(Dataset entries)
━━━

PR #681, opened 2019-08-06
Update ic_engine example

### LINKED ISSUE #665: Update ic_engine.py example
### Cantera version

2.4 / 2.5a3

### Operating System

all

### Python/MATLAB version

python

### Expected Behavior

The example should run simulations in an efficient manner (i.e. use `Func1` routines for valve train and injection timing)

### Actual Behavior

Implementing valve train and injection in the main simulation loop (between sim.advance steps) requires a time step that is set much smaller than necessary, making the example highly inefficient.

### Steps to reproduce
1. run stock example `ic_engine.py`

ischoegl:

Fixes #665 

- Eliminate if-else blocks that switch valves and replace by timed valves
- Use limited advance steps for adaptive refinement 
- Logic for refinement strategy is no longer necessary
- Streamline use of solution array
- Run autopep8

━━━

TASK GOAL → Every entry must be duplicated exactly as it stands.

THE ANSWER →
PR #681, opened 2019-08-06
Update ic_engine example

### LINKED ISSUE #665: Update ic_engine.py example
### Cantera version

2.4 / 2.5a3

### Operating System

all

### Python/MATLAB version

python

### Expected Behavior

The example should run simulations in an efficient manner (i.e. use `Func1` routines for valve train and injection timing)

### Actual Behavior

Implementing valve train and injection in the main simulation loop (between sim.advance steps) requires a time step that is set much smaller than necessary, making the example highly inefficient.

### Steps to reproduce
1. run stock example `ic_engine.py`

ischoegl:

Fixes #665 

- Eliminate if-else blocks that switch valves and replace by timed valves
- Use limited advance steps for adaptive refinement 
- Logic for refinement strategy is no longer necessary
- Streamline use of solution array
- Run autopep8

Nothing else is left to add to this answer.